Problem to work on ::
Return, from the listing below, each line where the word "please" appears.

Given entries ::
-- Opening Marker --
Issue #15963, opened 2021-11-08
DB lock under 1k concurrency pull


chlins:
What can we help you?

Under the 1k concurrency, pull one artifact, discover some db locks under wait state.

sql: `select wait_event, state, query from pg_stat_activity where wait_event_type = 'Lock'`

![image](https://user-images.githubusercontent.com/31262637/140696806-0c4eeb0b-2141-448f-a559-1d9901c07bfd.png)

PR #16107, opened 2021-12-10
feat: async update artifact pull time and repository pull count

chlins:
Fixes: https://github.com/goharbor/harbor/issues/15963


src/controller/event/handler/internal/artifact.go
```diff
@@ -16,19 +16,63 @@ package internal
...
 	"github.com/goharbor/harbor/src/controller/tag"
+	"github.com/goharbor/harbor/src/lib/config"
 	"github.com/goharbor/harbor/src/lib/log"
+	"github.com/goharbor/harbor/src/lib/orm"
 	"github.com/goharbor/harbor/src/lib/q"
 )
 
+const (
+	// defaultAsyncFlushDuration is the default flush interval.
+	defaultAsyncFlushDuration = 10 * time.Second
```
wy65701436, line 38: can it be configurated?

src/controller/event/handler/internal/artifact.go
```diff
@@ -55,43 +99,137 @@ func (a *Handler) IsStateful() bool {
...
 
 func (a *Handler) onPull(ctx context.Context, event *event.ArtifactEvent) error {
+	// if duration is equal to 0 or negative, keep original sync mode.
+	if asyncFlushDuration <= 0 {
+		var tagName string
+		if len(event.Tags) > 0 {
+			tagName = event.Tags[0]
+		}
+
+		if !config.PullTimeUpdateDisable(ctx) {
```
wy65701436, line 109: do we still have to keep PullTimeUpdateDisable & PullCountUpdateDisable?

cc @stonezdj

src/controller/event/handler/internal/artifact.go
```diff
@@ -55,43 +99,137 @@ func (a *Handler) IsStateful() bool {
...
+	defer a.pullCountLock.Unlock()
+
+	a.pullCountStore[event.Artifact.RepositoryID] = a.pullCountStore[event.Artifact.RepositoryID] + 1
+}
+
+func (a *Handler) syncFlushPullTime(ctx context.Context, artifactID int64, tagName string, time time.Time) {
+	var tagID int64
+
+	if tagName != "" {
 		tags, err := tag.Ctl.List(ctx, &q.Query{
```
wy65701436, line 169: q.New()?

src/controller/event/handler/internal/artifact.go
```diff
@@ -55,43 +99,137 @@ func (a *Handler) IsStateful() bool {
...
 		} else {
 			if len(tags) != 0 {
 				tagID = tags[0].ID
 			}
 		}
 	}
-	if err := artifact.Ctl.UpdatePullTime(ctx, event.Artifact.ID, tagID, time.Now()); err != nil {
-		log.Debugf("failed to update pull time form artifact %d, %v", event.Artifact.ID, err)
+
+	if err := artifact.Ctl.UpdatePullTime(ctx, artifactID, tagID, time); err != nil {
```
wy65701436, line 184: It seems that artifact.Ctl.UpdatePullTime() doesn't handle well the situation of tagID equals 0, please update it to handle the ErrorNotFound.

src/controller/event/handler/internal/artifact.go
```diff
@@ -55,43 +99,137 @@ func (a *Handler) IsStateful() bool {
...
+		log.Warningf("failed to update pull time form artifact %d, %v", artifactID, err)
```
wy65701436, line 185: form ==> for?

src/controller/event/handler/internal/artifact.go
```diff
@@ -55,43 +99,137 @@ func (a *Handler) IsStateful() bool {
...
-	if err := repository.Ctl.AddPullCount(ctx, event.Artifact.RepositoryID); err != nil {
-		log.Debugf("failed to add pull count repository %d, %v", event.Artifact.RepositoryID, err)
+func (a *Handler) asyncFlushPullTime(ctx context.Context) {
+	for {
+		<-time.After(asyncFlushDuration)
+		a.pullTimeLock.Lock()
+
+		for key, time := range a.pullTimeStore {
+			keys := strings.Split(key, ":")
+			artifactID, err := strconv.ParseInt(keys[0], 10, 64)
```
wy65701436, line 202: check keys length before using?

src/controller/event/handler/internal/artifact.go
```diff
@@ -55,43 +99,137 @@ func (a *Handler) IsStateful() bool {
...
 
-func (a *Handler) addPullCount(ctx context.Context, event *event.ArtifactEvent) {
-	if err := repository.Ctl.AddPullCount(ctx, event.Artifact.RepositoryID); err != nil {
-		log.Debugf("failed to add pull count repository %d, %v", event.Artifact.RepositoryID, err)
+func (a *Handler) asyncFlushPullTime(ctx context.Context) {
+	for {
+		<-time.After(asyncFlushDuration)
+		a.pullTimeLock.Lock()
+
+		for key, time := range a.pullTimeStore {
```
wy65701436, line 200: can we consider batch update?

src/controller/event/handler/internal/artifact.go
```diff
@@ -16,19 +16,63 @@ package internal
...
+)
+
+var (
+	asyncFlushDuration time.Duration
+)
+
+func init() {
+	// get async flush duration from env, if not provide,
+	// use default value: 10*time.second
+	envDuration := os.Getenv("ARTIFACT_PULL_TIME_ASYNC_FLUSH_DURATION")
```
wy65701436, line 48: change another name as it will handle pull count as well?

wy65701436:
@chlins please add the situation description that we discussed offline.

src/controller/event/handler/internal/artifact.go
reasonerjt: I hope not.

src/controller/event/handler/internal/artifact.go
```diff
@@ -55,43 +99,137 @@ func (a *Handler) IsStateful() bool {
 }
 
 func (a *Handler) onPull(ctx context.Context, event *event.ArtifactEvent) error {
+	// if duration is equal to 0 or negative, keep original sync mode.
```
reasonerjt, line 102: Does this func always return nil?

src/controller/event/handler/internal/artifact.go
reasonerjt: seems we should handle that in the artifact controller?

src/pkg/artifact/dao/dao.go
```diff
@@ -180,7 +180,27 @@ func (d *dao) Update(ctx context.Context, artifact *Artifact, props ...string) e
...
+			if artifact.PullTime.Before(old.PullTime) {
+				artifact.PullTime = old.PullTime
+				continue
+			}
+		}
+
+		newProps = append(newProps, prop)
+	}
+
+	n, err := ormer.Update(artifact, newProps...)
```
heww, line 203: I prefer to add a new method to only update the pull time in the DAO.

src/controller/event/handler/internal/artifact.go
chlins: ARTIFACT_ASYNC_FLUSH_DURATION

src/controller/event/handler/internal/artifact.go
chlins: > Does this func always return nil?

Yes, it always returns nil and only print error logs if meet error.

src/controller/event/handler/internal/artifact.go
chlins: ok

src/controller/event/handler/internal/artifact.go
chlins: Let's use another pr to fix the situation.

src/pkg/artifact/dao/dao.go
chlins: good point

src/controller/event/handler/internal/artifact.go
chlins: keep for more investigation.

wy65701436 (approved):
lgtm

src/controller/event/handler/internal/artifact.go
chlins: use other pr to remove it if we need.

src/pkg/artifact/dao/dao.go
```diff
@@ -189,6 +193,27 @@ func (d *dao) Update(ctx context.Context, artifact *Artifact, props ...string) e
...
+func (d *dao) UpdatePullTime(ctx context.Context, id int64, pullTime time.Time) error {
+	ormer, err := orm.FromContext(ctx)
+	if err != nil {
+		return err
+	}
+
+	// can only be retained to the second if not format
+	formatPullTime := pullTime.Format("2006-01-02 15:04:05.999999")
+	// update db only if pull_time is null or pull_time < (in-coming)pullTime
+	sql := "UPDATE artifact SET pull_time = ? WHERE id = ? AND pull_time IS NULL OR pull_time < ?"
```
heww, line 206: `"UPDATE artifact SET pull_time = ? WHERE id = ? AND pull_time IS NULL OR pull_time < ?"` => 

`"UPDATE artifact SET pull_time = ? WHERE id = ? AND (pull_time IS NULL OR pull_time < ?)"`

src/controller/event/handler/internal/artifact.go
```diff
@@ -16,19 +16,63 @@ package internal
...
+	} else {
+		duration, err := strconv.ParseInt(envDuration, 10, 64)
+		if err != nil {
+			log.Warningf("error to parse ARTIFACT_PULL_ASYNC_FLUSH_DURATION: %v, will use default value: %v", err, defaultAsyncFlushDuration)
+			asyncFlushDuration = defaultAsyncFlushDuration
+		} else {
+			asyncFlushDuration = time.Duration(duration) * time.Second
+		}
+	}
+}
```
-- Closing Marker --
Answer to the problem ::
wy65701436, line 184: It seems that artifact.Ctl.UpdatePullTime() doesn't handle well the situation of tagID equals 0, please update it to handle the ErrorNotFound.
@chlins please add the situation description that we discussed offline.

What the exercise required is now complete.